** Opening Given information block **
PR #755, opened 2019-02-16
Removes unsupported overridden methods from IGCOMRSMetadataCollection

cmgrote:
I had overridden all methods in OMRSMetadataCollectionBase in anticipation of working through several of them, but given recent change to allow unsupported methods for some of the write-specific ones I'm removing all of those that we do not intend to implement in the IGC repository connector.

(This way they automatically draw the unsupported status from OMRSMetadataCollectionBase.)


mandy-chessell:
This is a good change - it means as we enhance the parameter checking in the base then the IGC connector benefits from it.  Also easier to see what the IGC connector supports.

Issue #765, opened 2019-02-19
Add RID to qualifiedName for Connection for IGC


cmgrote:
Need to ensure that `qualifiedName` for Connections are unique -- the name alone in IGC is insufficient (can have multiple Connection objects with exactly the same name), so need to add something like RID into the `qualifiedName` to ensure it is unique.

PR #768, opened 2019-02-19
Adds RID to connection qualifiedName for IGC and implements new PurgeDelete events

cmgrote:
Qualified names for other assets should remain unchanged (no RID necessary to make them unique), but for `Connection` entities they now look like:

`(data_connection)=LOCALFS_b1c497ce.8e4c0a48.och6f7sjm.3idrs1v.75e0po.vc663oulk78vej4u5fj4p`


cmgrote:
Fixes #765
** Closing Given information block **
Every line of the listing above should be copied word for word.

PR #755, opened 2019-02-16
Removes unsupported overridden methods from IGCOMRSMetadataCollection

cmgrote:
I had overridden all methods in OMRSMetadataCollectionBase in anticipation of working through several of them, but given recent change to allow unsupported methods for some of the write-specific ones I'm removing all of those that we do not intend to implement in the IGC repository connector.

(This way they automatically draw the unsupported status from OMRSMetadataCollectionBase.)


mandy-chessell:
This is a good change - it means as we enhance the parameter checking in the base then the IGC connector benefits from it.  Also easier to see what the IGC connector supports.

Issue #765, opened 2019-02-19
Add RID to qualifiedName for Connection for IGC


cmgrote:
Need to ensure that `qualifiedName` for Connections are unique -- the name alone in IGC is insufficient (can have multiple Connection objects with exactly the same name), so need to add something like RID into the `qualifiedName` to ensure it is unique.

PR #768, opened 2019-02-19
Adds RID to connection qualifiedName for IGC and implements new PurgeDelete events

cmgrote:
Qualified names for other assets should remain unchanged (no RID necessary to make them unique), but for `Connection` entities they now look like:

`(data_connection)=LOCALFS_b1c497ce.8e4c0a48.och6f7sjm.3idrs1v.75e0po.vc663oulk78vej4u5fj4p`


cmgrote:
Fixes #765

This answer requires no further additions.